Start of Block

PR #695, opened 2024-12-12
Implement cancel job operation for CLI

amritghimire:
This introduces a cancel job operation for CLI that can be used to
cancel a job running in studio.

Command:
`datachain studio cancel <JOB_ID`

### DIFF
--- a/src/datachain/cli.py
+++ b/src/datachain/cli.py
@@ -294,6 +294,28 @@ def add_studio_parser(subparsers, parent_parser) -> None:
         help="Python package requirement. Can be specified multiple times.",
     )
 
+    studio_cancel_help = "Cancel a job in Studio"
+    studio_cancel_description = "This command cancels a job in Studio."
+
+    studio_cancel_parser = studio_subparser.add_parser(
+        "cancel",
+        parents=[parent_parser],
+        description=studio_cancel_description,
+        help=studio_cancel_help,
+    )
+
+    studio_cancel_parser.add_argument(
+        "job_id",
+        action="store",
+        help="The job ID to cancel.",
+    )
+    studio_cancel_parser.add_argument(
+        "--team",
+        action="store",
+        default=None,
+        help="The team to cancel a job for. By default, it will use team from config.",
+    )
+
 
 def get_parser() -> ArgumentParser:  # noqa: PLR0915
     try:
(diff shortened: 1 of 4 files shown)


dreadatour (approved):
Looks good to me!

I am not sure `datachain studio cancel` is a good command name, it is too general and not verbose enough IMO. But I have no better options.

amritghimire:
> thanks @amritghimire !
> 
> 
> 
> `datachain studio cancel <JOB_ID` 
> 
> 
> 
> let's rename it please though.
> 
> 
> 
> It should be:
> 
> 
> 
> `datachain job cancel --studio` (similar to `ds`)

End of Block

#### [TASK PROMPT]
Looking at the records, state how many lines contain "This" and write nothing besides that number.

#### [EXERCISE SOLUTION]
2